MATERIAL FOR THE TASK Start Marker
PR #752, opened 2017-04-05
Don't stick/shrink nav on small screens

davidpmccormick:
Preventing the series nav from sticking on small screens to prevent letterboxing of content.

In terms of Optimize, I think an A/B test on a page with a sticky/non-sticky series nav and a hypothesis of, 'users with browsers narrower than 600px will scroll significantly further down the page if the series navigation is not sticky' would be a good starting point.

A further option would be to duplicate the series navigation and add it at the end of the article, to encourage onwards journeys to other parts of the series.

## What does it look like?
mobile-nav


jamesgorrie:
> A further option would be to duplicate the series navigation and add it at the end of the article

There's a test there.

> I think an A/B test on a page with a sticky/non-sticky series nav and a hypothesis of, 'users with browsers narrower than 600px will scroll significantly further down the page if the series navigation is not sticky' would be a good starting point.

Why are we just removing it then?

davidpmccormick:
> There's a test there.

> Why are we just removing it then?

Good points. I hadn't got as far as looking into the realities of testing. I'll shelve this as WIP until we have more clarity on our approach.

jamesgorrie:
> more clarity on our approach

Feel free to try and define it as we haven't really started with it.

davidpmccormick:
Having had a little look at Optimize, one approach would be adding a class to the element that would e.g. add the sticky behaviour in the B condition. The styles for the B conditions could be one-per-test and loaded in at the same time so that we're not forcing everyone to download a bunch of potentially never used styles. @jamesgorrie @gestchild Thoughts?

screen shot 2017-04-05 at 18 16 17

jamesgorrie:
> to download a bunch of potentially never used styles

That would be negligible I would say? Rather a few bytes than a janky experience.

As the test stands though, we should keep the default (as we have stats for that) and then apply the test (which is not sticky).

davidpmccormick:
> That would be negligible I would say? Rather a few bytes than a janky experience.

Yeah, probably. I was imagining a future where we had loads of test like this running in parallel. Almost certainly overkill, though, and something that could be dealt with later if/when it's deemed a problem.

Another option is to add the CSS directly in Optimize, but I'm less of a fan of not having the test code checked in to Git.

jamesgorrie:
re: css - [you can always not add it to the CSS](https://github.com/wellcometrust/wellcomecollection.org/pull/756/files#diff-0c29068c78858436a2118eae5a76f019R70) - but you loose the niceness of SASS.

davidpmccormick:
>  you can always not add it to the CSS - but you loose the niceness of SASS

…and you don't get media queries, which are essential for this one.

jamesgorrie:
@davidpmccormick Just invited you to mixpanel - maybe there's a way of adding this as a test there?
https://github.com/wellcometrust/wellcomecollection.org/pull/761

No fuss if it's too much fuss, just a thought.

jamesgorrie:
Are we confident we can get the metrics we want from GA / Optimize?

davidpmccormick:
> Are we confident we can get the metrics we want from GA / Optimize?

Confident we can get bounce rate, which is a blunt instrument, but hopefully enough to get this off the ground

PR #756, opened 2017-04-05
Series email test

jamesgorrie:
Starting to think about tests - maybe we can get this out before the new edition goes out.
It is only on mobile (where we have the most traffic and it is easiest to implement).

It puts your name in a Mailchimp list specifically for the Digital Story: Electric Sublime.
It's currently at the bottom of the article.

I've chose the turquoise as you don't notice it in black as per the design, and for a test, that's not great. We can revisit that, or even test it.

__notes__
* The code is crap, I have tried to add as little code to the perm codebase so as to make sure we refactor if this works, and we don't add gumpf either that we forget to remove `.row--mobile-only`
* I haven't plugged it into Google Analytics, I wonder if we want a "saw component", "focussed on component", "submitted component" event stream that we could follow.
* I haven't thought of variants, but having a baseline could be good.
* This took me about 10 minutes to implement once I found out Mailchimp can do this. This isn't because I am good, but rather this is an incomplete implementation for a test and the framework for the the site is good

## What does it look like?
__Nice and bright:__
screen shot 2017-04-05 at 16 43 10

__Dark:__
screen shot 2017-04-05 at 16 37 15

### DIFF
--- a/client/scss/base/_row.scss
+++ b/client/scss/base/_row.scss
@@ -12,6 +12,12 @@
   background: color('yellow');
 }
 
+.row--mobile-only {
+  @include respond-to('medium') {
+    display: none;
+  }
+}
+
 .row--lead {
   position: relative;
 
--- a/client/scss/base/_row.scss
+++ b/client/scss/base/_row.scss
@@ -13,7 +13,7 @@
 }
 
 .row--mobile-only {
-  @include respond-to('medium') {
+  @include respond-to('large') {
     display: none;
   }
 }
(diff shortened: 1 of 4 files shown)


jamesgorrie:
More visual context.
emailsignup

hthair:
So will the email box be added to the page soon or is this speculation? I can't currently see it on the optimize page to change the colours. But if it were added we could then use optimize to edit colour reasonably easily I think. (sorry if I have misunderstood this thread!)

jamesgorrie:
Sorry I have completely mis-introduced this.

We have an email box. It is at the bottom of the page and turquoise.

It is an A (as opposed to A/B or MV) test, where we introduce it with the main metric of, "Do people add their email".

We can then, in the future, decide to run A/B/n tests to try and increase conversion if we deam it important.

Is this more clear @hthair?

jennpb:
@jamesgorrie @hthair I like this! 

Can the text be edited to say:
`Don't miss the next article in this series. Enter your email and we will let you know when the next part is published.`

Can you please share the Mailchimp deets with me offline?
MATERIAL FOR THE TASK End Marker
> _ACTIVITY_
Please reproduce, exactly as they appear above, the lines from the line containing "site is good" up to and including the line containing "Can the text".

> _ANSWER TO THIS TASK_
* This took me about 10 minutes to implement once I found out Mailchimp can do this. This isn't because I am good, but rather this is an incomplete implementation for a test and the framework for the the site is good

## What does it look like?
__Nice and bright:__
screen shot 2017-04-05 at 16 43 10

__Dark:__
screen shot 2017-04-05 at 16 37 15

### DIFF
--- a/client/scss/base/_row.scss
+++ b/client/scss/base/_row.scss
@@ -12,6 +12,12 @@
   background: color('yellow');
 }
 
+.row--mobile-only {
+  @include respond-to('medium') {
+    display: none;
+  }
+}
+
 .row--lead {
   position: relative;
 
--- a/client/scss/base/_row.scss
+++ b/client/scss/base/_row.scss
@@ -13,7 +13,7 @@
 }
 
 .row--mobile-only {
-  @include respond-to('medium') {
+  @include respond-to('large') {
     display: none;
   }
 }
(diff shortened: 1 of 4 files shown)


jamesgorrie:
More visual context.
emailsignup

hthair:
So will the email box be added to the page soon or is this speculation? I can't currently see it on the optimize page to change the colours. But if it were added we could then use optimize to edit colour reasonably easily I think. (sorry if I have misunderstood this thread!)

jamesgorrie:
Sorry I have completely mis-introduced this.

We have an email box. It is at the bottom of the page and turquoise.

It is an A (as opposed to A/B or MV) test, where we introduce it with the main metric of, "Do people add their email".

We can then, in the future, decide to run A/B/n tests to try and increase conversion if we deam it important.

Is this more clear @hthair?

jennpb:
@jamesgorrie @hthair I like this! 

Can the text be edited to say:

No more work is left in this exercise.